我が国においてSDGsを推進するため、2016年5月に、内閣に「持続可能な開発目標(SDGs)推進本部」が設置され、内閣総理大臣を本部長、内閣官房長官、外務大臣を副本部長とし、他の全ての国務大臣を本部員として構成されています。推進本部の下には、行政、NGO、NPO、有識者、民間セクター、国際機関、各種団体等の広範な関係者が意見交換を行う「SDGs推進円卓会議」が設置され、会議での各界の意見も踏まえ、2016年12月に「持続可能な開発目標(SDGs)実施指針」が決定されました。
「SDGs実施指針」では、持続可能で強靱、そして誰一人取り残さない、経済、社会、環境の統合的向上が実現された未来への先駆者を目指すことをビジョンとして掲げ、8つの優先課題と約140の具体的施策を定めています。主な環境関係の優先課題は「省・再生可能エネルギー、気候変動対策、循環型社会」、「生物多様性、森林、海洋等の環境の保全」です。
SDGsの環境側面に関しては、(1)多くの環境関連ゴール・ターゲットが含まれ、(2)実施に向けて多様な主体が関与しており、(3)実施に向けた取組は多様であり、先行事例を見つつ、創意工夫が必要であるという特徴があります。
この「SDGs実施指針」における優先分野に総力を挙げて取り組むために、2017年12月に「SDGsアクションプラン2018」がSDGs推進本部において策定され、それ以降は毎年12月に次年度のSDGs達成のための主要な取組を盛り込んだ「SDGsアクションプラン」が策定されています。
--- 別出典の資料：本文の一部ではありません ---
PR #5374, opened 2025-08-29
Speed up get_features_in_release_notes and add logging.

jrobbins:
This should resolve b/441927391, or at least give more info needed to debug the performance of that page.

In this PR:
* Add logging statements so that we can see where time is spent in this function.
* Simplify some python code syntax to avoid creation of temporary objects
* Prefetch stages needed to convert a list of feature entries all at once rather than allowing sequential queries to happen

### DIFF
--- a/internals/feature_helpers.py
+++ b/internals/feature_helpers.py
@@ -95,6 +95,7 @@ def get_features_in_release_notes(milestone: int):
   logging.info('Fetched %r relevent stages', len(stages))
 
   feature_ids = list({s.feature_id for s in stages})
+  features_future = get_entries_by_id_async(feature_ids)
   # Prefetch all stages for all those features, not just the stages that
   # qualified the features to be considered.
   prefetched_stages = organize_all_stages_by_feature(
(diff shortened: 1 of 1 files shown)


internals/feature_helpers.py
```diff
@@ -90,21 +91,35 @@ def get_features_in_release_notes(milestone: int):
           Stage.milestones.webview_last >= milestone,
           Stage.rollout_milestone >= milestone),
       Stage.stage_type.IN([STAGE_BLINK_SHIPPING, STAGE_PSA_SHIPPING,
-          STAGE_FAST_SHIPPING, STAGE_DEP_SHIPPING, STAGE_ENT_ROLLOUT])).filter().fetch()
+          STAGE_FAST_SHIPPING, STAGE_DEP_SHIPPING, STAGE_ENT_ROLLOUT])).fetch()
+  logging.info('Fetched %r relevent stages', len(stages))
+
+  feature_ids = list({s.feature_id for s in stages})
```
jcscottiii, line 97: Is there a chance for duplicates?

I see before you used a set:

```
  feature_ids = list(set({
      *[s.feature_id for s in stages]}))
 ```

jcscottiii (approved):
LGTM with one question.

Also, there's a similar PR that is trying to improve performance: https://github.com/GoogleChrome/chromium-dashboard/pull/5371

internals/feature_helpers.py
jrobbins: The `{...}` does create a set.  The old code was actually creating two sets and two lists.

jrobbins:
> Also, there's a similar PR that is trying to improve performance: #5371

They both look good.  I will merge both.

また、「SDGs実施指針」は、2019年12月に時代に即した形で改定され、改定された実施指針に基づき、達成年限である2030年を意識しながら、今後より一層本格的な行動を加速・拡大し、SDGs実現に取り組んでいくこととされています。
国内において「誰一人取り残さない」社会を実現するためには、広く日本全国にSDGsを浸透させる必要があります。そのためには、地方自治体及びその地域で活動するステークホルダーによる積極的な取組が不可欠であり、SDGsの一層の浸透・主流化を図ることが期待されるところです。
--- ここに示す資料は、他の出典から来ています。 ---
PR #5376, opened 2025-08-31
Improve formatting of intent template

DanielRyanSmith:
This pull request introduces formatting improvements to the intent templates to reduce unnecessary whitespace and enhance readability.

Changes include:
- Using Jinja's whitespace control (`{%- ... -%}`) to remove extraneous whitespace from the rendered HTML output.
- Some reformatting of the template structures for better organization and consistency.

### Per file:

`intent_to_implement.html`:

   * The conditional statements for the "Contact emails" and "Explainer" sections now use if/else blocks. This change makes the logic more explicit, clearly defining the output for cases where content exists versus when it is absent ("None").
   * For the "Non-finch justification" section, a nested if statement is converted to an elif. This flattens the control flow, which makes the conditions for rendering the content easier to read and maintain.
   * A non-breaking space (`&nbsp;`) now appears before the parenthesized links and notes for browser compatibility signals (Gecko, WebKit, etc.). This ensures a clean visual separation in the rendered output, even if the line wraps.
   * The logic for adding a comma between contact emails is refined by moving the closing `</a>` tag outside the conditional, which reduces code duplication.

`estimated-milestones-table.html`

   * The for loops and the if conditions within them are separated onto individual lines. This improves the readability of the template's source code by making the control structure more apparent.
   * In the template source, the `<td>` elements for each table row are grouped onto a single line. This makes the template code more compact and visually reinforces the structure of each row.


DanielRyanSmith:
It seems that the Playwright tests track screenshots that change shipping year based on the current year, so we'll have issues with the tests at yearly intervals unless some updates to the tests are made.

Fabiansatachiathayde:
The issue with test lasted a long time for at least 6 to 8 years that's a
lil to long don't you think

jrobbins:
> It seems that the Playwright tests track screenshots that change shipping year based on the current year, so we'll have issues with the tests at yearly intervals unless some updates to the tests are made.

Whoops, it's September already.  I have a fix in mind, but for the short-term I will just submit a no-op PR today that updates all the screenshots.  You can rebase onto that.

jrobbins:
This does seem to really help reduce the blank lines in the generated HTML source code.

I deployed this PR to staging and generated this email:
https://groups.google.com/a/google.com/g/cr-status-staging-emails/c/lLg-XZPmdOE?e=48417069

It still has a lot of vertical space because of the margin on `<h4>`s.  Maybe we should use `<div><b>` instead.

DanielRyanSmith:
> Maybe we should use <div><b> instead.

Updated! Also, removing the `<p>` tags seemed to help a lot in this regard, especially since they were only sporadically used. [Here is an example](https://groups.google.com/a/google.com/g/cr-status-staging-emails/c/FfB7AUl8xT0?e=48417069) I generated on staging with the current changes.

templates/blink/intent_to_implement.html
```diff
@@ -1,36 +1,53 @@
...
+<br>
+<br>
+<div><b>Blink component</b></div>
+{% for c in feature.browsers.chrome.blink_components -%}
+  <a href="https://issues.chromium.org/issues?q=customfield1222907:%22{{c}}%22" target="_blank" rel="noopener">{{c}}</a>
+{%- endfor -%}
+
+<br>
+<br>
+<div><b>Web Feature ID</b></div>
```
jrobbins, line 50: It looks like you merged in my changes, but you did not make those lines use `{%-` and `-%}`.

PR #5377, opened 2025-09-02
Make web_features field required for some feature types

jrobbins:
With this PR, the web_feature field will be required on the feature creation page when the feature type is a new feature or catching up with an existing standard, but not otherwise.


client-src/elements/chromedash-guide-new-page.ts
```diff
@@ -86,6 +89,24 @@ export class ChromedashGuideNewPage extends LitElement {
...
+    const webFeatureField = this.shadowRoot?.querySelector(
+      'chromedash-form-field[name="web_feature"]'
+    ) as ChromedashFormField;
+    if (!webFeatureField) {
+      return;
+    }
+    let featureType = FEATURE_TYPES.FEATURE_TYPE_INCUBATE_ID[0];
+    for (const fv of this.fieldValues) {
+      if (fv.name == 'feature_type' && fv.value !== undefined) {
+        featureType = fv.value;
```
jcscottiii, line 102: Question: Are you trying to get the last instance of field value with name == 'feature_type'? If so, this is good. If not, you may want to consider using a `break` after you get the feature type to prevent extra looping.

client-src/elements/chromedash-guide-new-page.ts
```diff
@@ -86,6 +89,24 @@ export class ChromedashGuideNewPage extends LitElement {
     });
   }
 
+  maybeMakeWebFeatureRequired() {
+    const webFeatureField = this.shadowRoot?.querySelector(
+      'chromedash-form-field[name="web_feature"]'
+    ) as ChromedashFormField;
```
jcscottiii: Nit: We should use the generic parameter instead of type casting.

```suggestion
    const webFeatureField = this.shadowRoot?.querySelector<ChromedashFormField>(
      'chromedash-form-field[name="web_feature"]'
    );
```

client-src/elements/chromedash-form-field.ts
jcscottiii, line 1: I see there are five places where you modified the conditions for the `required` property to be `this.fieldProps.required || this.forceRequired`

Thoughts on creating a helper like this:

```ts
  isRequired(): boolean { return this.fieldProps.required || this.forceRequired }
```

Then you could change all of those lines to be: `?required=${this.isRequired()}`

client-src/elements/chromedash-guide-new-page.ts
jrobbins: Done.  It shouldn't matter but exiting after the first is fine.

client-src/elements/chromedash-form-field.ts
jrobbins: Done.  It was just used inside that one function, so I just extracted it out as a constant.

PR #5383, opened 2025-09-04
Add web_feature to intents.

jrobbins:
Add web_feature to the intent email generation.  If it has a value other than "Missing feature" we link to webstatus.dev.

### DIFF
--- a/api/converters.py
+++ b/api/converters.py
@@ -30,6 +30,7 @@ from internals.core_models import (
 )
 from internals.data_types import FeatureDictInnerViewInfo, StageDict, VerboseFeatureDict
 from internals.review_models import Gate, Vote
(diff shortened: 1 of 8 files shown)


jrobbins:
@DanielRyanSmith FYI, this may conflict with your #5376.

jrobbins:
> * While building the [template_data](https://github.com/GoogleChrome/chromium-dashboard/blob/aeb0cd9ceeb16412312ea42754cffed71849b7f1/api/intents_api.py#L83-L93), add a new boolean (`is_missing_feature`) that equals `feature.web_feature == MISSING_FEATURE_ID`. Then your template can check that boolean instead.

I went with a variation of this.

PR #5419, opened 2025-09-16
Allow editing of milestones on the enterprise release notes page

jrobbins:


client-src/elements/chromedash-enterprise-release-notes-page.ts
```diff
@@ -239,39 +251,45 @@ export class ChromedashEnterpriseReleaseNotesPage extends LitElement {
...
-          stages.some(s => STAGE_TYPES_SHIPPING.has(s.stage_type))
+  convertFeatureShippingStagesToRolloutStages(f: Feature): Feature {
+    const rollouts: StageDict[] = f.stages.filter(
+      s => s.stage_type === STAGE_ENT_ROLLOUT
+    );
+    const converted: StageDict[] = f.stages
+      .filter(s => STAGE_TYPES_SHIPPING.has(s.stage_type))
+      .map(
+        s =>
+          this.convertShippingStageToRolloutStages(s) as unknown as StageDict[]
```
jcscottiii:
```suggestion
          this.convertShippingStageToRolloutStages(s) as StageDict[]
```

This `as unknown as StageDict[]` is a very forceful type assertion. It looks like it's necessary because the convertShippingStageToRolloutStages function (called inside this map) creates rollout_platforms as a number[]. The StageDict type definition, however, requires rollout_platforms to be string[]. Is this on purpose? If so, we could probably create a different type of StageDict with rollout_platforms being of type number[]. If not, this type mismatch could lead to a runtime error if any downstream code consumes this stages array and expects rollout_platforms to actually contain strings.

jcscottiii: To do this, you would need to change `convertShippingStageToRolloutStages` to have the following diff

```diff
@@ -170,7 +170,7 @@ export class ChromedashEnterpriseReleaseNotesPage extends LitElement {
     ];
   }
 
-  convertShippingStageToRolloutStages(stage) {
+  convertShippingStageToRolloutStages(stage): Partial<StageDict>[] {
     const milestones = [
       stage.desktop_first,
       stage.android_first,
@@ -245,7 +245,7 @@ export class ChromedashEnterpriseReleaseNotesPage extends LitElement {
       ([milestone, platforms]) => ({
         stage_type: STAGE_ENT_ROLLOUT,
         rollout_milestone: Number(milestone),
-        rollout_platforms: Array.from(platforms),
+        rollout_platforms: Array.from(platforms).map(String),
         rollout_impact: 1,
       })
     );
```

client-src/elements/chromedash-enterprise-release-notes-page.ts
```diff
@@ -562,27 +588,48 @@ export class ChromedashEnterpriseReleaseNotesPage extends LitElement {
   }
 
   save(f: Feature) {
-    let textarea: SlTextarea = this.shadowRoot?.querySelector(
+    const fieldValues: FieldInfo[] = [];
+    const addFieldValue = (name, el, originalValue, stage?) => {
```
jcscottiii:
```suggestion
        const addFieldValue = (name: string, el: ValueElement, originalValue: string| string[] | number| undefined, stage?: StageDict) => {
```


We should add some types to this.

You would add this type of interface to the top too:

```ts
// A simple interface for any Shoelace element that has a .value
interface ValueElement {
  value: string | string[] | undefined;
}
```

client-src/elements/chromedash-enterprise-release-notes-page.ts
jrobbins: Excellent suggestion.  Done.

内閣府が、全国の自治体におけるSDGsの取組動向等を把握するため2020年9月25日~11月13日に全自治体を対象に調査した結果では、SDGsについてどの程度知っているかの質問に、程度に差はあるもののほぼ全ての自治体が知っていると答え、知らないと答えたのはわずかの0.1%です。SDGsについてどの程度関心があるかの質問には、非常に関心がある22.2%、関心がある68.9%と、合わせて9割以上の自治体で関心があると答えています。SDGsの達成に向けて取組を推進しているかの質問には、推進している54.5%、今後推進していく予定と今後推進を検討していく予定を合わせて41%であり、推進しておらず今後の予定もないはわずか4.5%です。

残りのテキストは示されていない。